Are you seriously laboring under the assumption that you're the only one on this website who knows about these things or is bothered by them?
posted by Burhanistan at 7:14 AM on September 29, 2010


Nope. Just curious as to how supporters of the current President think that our actions are justified. So far no takers.
posted by AElfwine Evenstar at 8:35 AM on September 29, 2010


If I get you to say Mxyzptlk backwards, will you go away?
posted by shakespeherian at 8:40 AM on September 29, 2010


No, I'll come closer.
posted by nomadicink at 8:46 AM on September 29, 2010


NATO Kills Four Children in Afghan Attack

As Pakistan Complains, US Vows Drone Strikes Will Continue

Study: Wars could cost $4 trillion to $6 trillion
posted by AElfwine Evenstar at 5:19 AM on September 30, 2010


New Muslim comic book hero.
posted by nomadicink at 5:30 AM on September 30, 2010


"And still no one has come forward with an explanation of how this is all justified. I will ask the question again. How do African and Central Asian peasants threaten American lives?"

Oh, fuck your rhetorical question tub-thumping. How can Central Asian "peasants" threaten American lives? Well, they pretty fucking well managed to crash a couple planes into the World Trade Center and Pentagon (and a field in Pennsylvania). And if you're going to backtrack by trying some sort of horseshit equivocation over "peasant," that I'm gonna give you a preemptive fuck off before you move those goalposts.
posted by klangklangston at 7:28 PM on September 30, 2010


You do know that most of the hijackers were from middle class to upper middle class families. Not only that but absolutely none of them were central Asian. They were Mostly Saudis. The people we are fighting and killing in Afghanistan and the 11 other countries we are currently running military operations in had nothing to do with 9-11.

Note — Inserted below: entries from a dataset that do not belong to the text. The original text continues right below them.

PR #2665, opened 2020-04-03
Allow numerical parameters with values >= 1'000 in R mlflow::mlflow_run()

### LINKED ISSUE #2664: [BUG] Numeric parameter with value >= 1'000 can't be supplied in R mlflow::mlflow_run()
### System information

- **Have I written custom code (as opposed to using a stock example script provided in MLflow): Yes.**
- macOS 10.15.3.
- **MLflow installed from source (GitHub)**:
- **MLflow version 1.7.3 (dev)**:
- **Python version: 3.6**:

```r
mlflow::mlflow_run('.', entry_point = 'R/script.R', parameters = list(
  large_dbl = 1000000,
  other = 3
))
```

### Describe the problem

It's impossible to supply a parameter value larger or equal to 1'000 by default in R mlflow when running `mlflow::mlflow_run()` because the scientific formatting will kick in and the number won't be recognised as numeric anymore somewhere downstream. The root of the problem can be observed in the R console:

```r
10000000
#> [1] 1e+07
```

With the above command, I get the following error:

```
2020/04/03 18:03:13 INFO mlflow.projects: === Created directory /var/folders/6g/bg5mcmsj7s51r33snbxhm1400000gn/T/tmp1zqfgvss for downloading remote URIs passed to arguments of type 'path' ===
2020/04/03 18:03:13 INFO mlflow.projects: === Running command 'source /Users/lorenz/opt/miniconda3/bin/../etc/profile.d/conda.sh && conda activate mlflow-da39a3ee5e6b4b0d3255bfef95601890afd80709 1>&2 && Rscript -e "mlflow::mlflow_source('R/script.R')" --args --large_dbl 1e+06 --other 3' in run with ID '6e1420faad164528b654a16b08c2da80' ===

Error: Provided value for `large_dbl` cannot be casted to type numeric: `x` cannot be casted to a double vector.
```

This is what happens: When any number is supplied to `mlflow::mlflow_run()`, it may be displayed in scientific notation, remains of class numeric. Then, to prepare the call to `mlflow::mlflow_source()`, it's `paste0()`d and hence converted to character. Like all other numbers. Then, it is passed to `mlflow::mlflow_source()` as command line arguments. The difference to "normal" numbers is that in `parse_command_line()`,where `yaml::yaml.load()` is used, strings like "3" will be turned into numeric again, but not scientific notation. I see two solutions:

- convert all numeric input to non-scientific before passing it to `mlflow::mlflow_source()`. Drawback: If a user supplies 1e6, it will be logged  as 1000000. This may take a lot of space, in particular in the UI when comparing many runs with big numers.

- recover scientific notation in `parse_command_line()`. Drawback: We might turn  a parameter that was supplied as string into numeric, i.e. when you supplied  "1e3" initially, this will be turned into 1000 and the user has to see how to  turn that back into 1e3.

I think the second approach is preferred and I submited #2665 to implement it.
### Code to reproduce issue

Run the above command in [this](https://github.com/lorenzwalthert/mlflow-r-casting-bug/tree/master/R) minimally reproducible git repo, file `R/runner.R`.

lorenzwalthert:

Convert all numeric parameter values to non-scientific before passing it to `mlflow::mlflow_source()` in `mlflow::mlflow_run()` as suggested in #2664 to enable parameter values of 1'000 or larger. Closes #2664. 

## How is this patch tested?

Added relevant unit tests. I first add a test to show how the current version of mlflow [fails](https://travis-ci.org/github/lorenzwalthert/mlflow/builds/670680510) to handle the case and then commit the fix to make tests pass.

- [ ] UI
- [ ] CLI
- [ ] API
- [ ] REST-API
- [ ] Examples
- [ ] Docs
- [ ] Tracking
- [ ] Projects
- [ ] Artifacts
- [ ] Models
- [ ] Scoring
- [ ] Serving
- [x] R
- [ ] Java
- [ ] Python

### DIFF
--- a/mlflow/R/mlflow/R/project-run.R
+++ b/mlflow/R/mlflow/R/project-run.R
@@ -53,7 +53,7 @@ mlflow_run <- function(uri = ".", entry_point = NULL, version = NULL, parameters
     uri <- fs::path_expand(uri)
 
   param_list <- if (!is.null(parameters)) parameters %>%
-    purrr::imap_chr(~ paste0(.y, "=", .x)) %>%
+    purrr::imap_chr(~ paste0(.y, "=", format(.x, scientific = FALSE))) %>%
     purrr::reduce(~ mlflow_cli_param(.x, "--param-list", .y), .init = list())
 
   args <- list(uri) %>%
--- a/mlflow/R/mlflow/tests/testthat/test-run.R
+++ b/mlflow/R/mlflow/tests/testthat/test-run.R
@@ -46,3 +46,18 @@ test_that("mlflow run uses active experiment if not specified", {
       })
   })
 })
+
+
+test_that("mlflow_run passes all numbers as non-scientific", {
+  # we can only be sure conversion is actively avoided
+  # if default formatting turns into scientific.
+  expect_equal(as.character(10e4), "1e+05")
+  with_mock(.env = "mlflow", mlflow_cli = function(...){
+    args <- c(...)
+    expect_equal(sum("scientific=100000" == args), 1)
+    expect_equal(sum("non_scientific=30000" == args), 1)
+    list(stderr = "=== Run (ID '48734e7e2e8f44228a11c0c2cbcdc8b0') succeeded ===")
+  }, {
+    mlflow_run("project", parameters = c(scientific = 10e4, non_scientific = 30000))
+  })
+})


tomasatdatabricks (approved):
lgtm, thanks @lorenzwalthert !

All to easy. Motions to switch on the wall.
posted by AElfwine Evenstar at 8:03 PM on September 30, 2010 [1 favorite]


Hey, remember what I mentioned about goalpost moving and "peasant"? Waleed Al-Sherhi was certainly a peasant, and trained for the attacks in Afghanistan. But to claim that there's no connection between 9-11 and the invasion of Afghanistan takes a rhetorical self-delusion that is purely unconquerable, and to trot out rhetorical questions that imply that there is no risk from poor fundamentalists to American lives is not just stupid but offensive on multiple levels.
posted by klangklangston at 8:27 PM on September 30, 2010 [1 favorite]


I never claimed there wasn't a connection between 9-11 and the invasion of Afghanistan. What I have consistently claimed, which you would know if you have read the thread, is that it is a war of choice, not a war of necessity. I will agree that the argument can be made that there was a justification for the initial invasion, but as wierdo has pointed out up thread that justification ended after Tora Bora.

As for Waleed Al-Sherhi I can only say you have no idea what you are talking about. Have you ever been to Saudi Arabia? Do you know what the social structure is like there? Do you know that there are no "peasants" in Saudi Arabia? Yes to be sure there are poor families but the state takes care of everybody and gives everybody an education. I have a friend from Saudi Arabia. His father was born in a mud hut. He was born in a mud hut. Then oil was discovered. That kinda changed everything. Saudis don't do peasant anymore. The only peasants in Saudi Arabia are Bangladeshi and Indian. If you had ever lived on the Arabian Peninsula for any extended period of time you would know this. Disclosure: I worked in Yemen and Oman in the late 1990's and early 2000's. So while Waleed may have been trained as a terrorist in Afghanistan he was not a peasant on any level approaching what the term peasant means in Afghanistan or cenntral Asia in general. So please don't accuse me of shifting goalposts when you don't even know what you are talking about.
posted by AElfwine Evenstar at 4:38 AM on October 1, 2010


Gates: US Military Not Ever Leaving Afghanistan

U.S. tax money goes to Taliban

Rise in Af-Pak Cross-Border Attacks Spurs Backlash

Pakistan Blocks NATO Supplies in Protest After Three Soldiers Killed in Attack

AU Troops Shell Mogadishu Market Again, Killing 11 Civilians
posted by AElfwine Evenstar at 5:52 AM on October 1, 2010


AElfwine Evenstar wrote: "They were Mostly Saudis."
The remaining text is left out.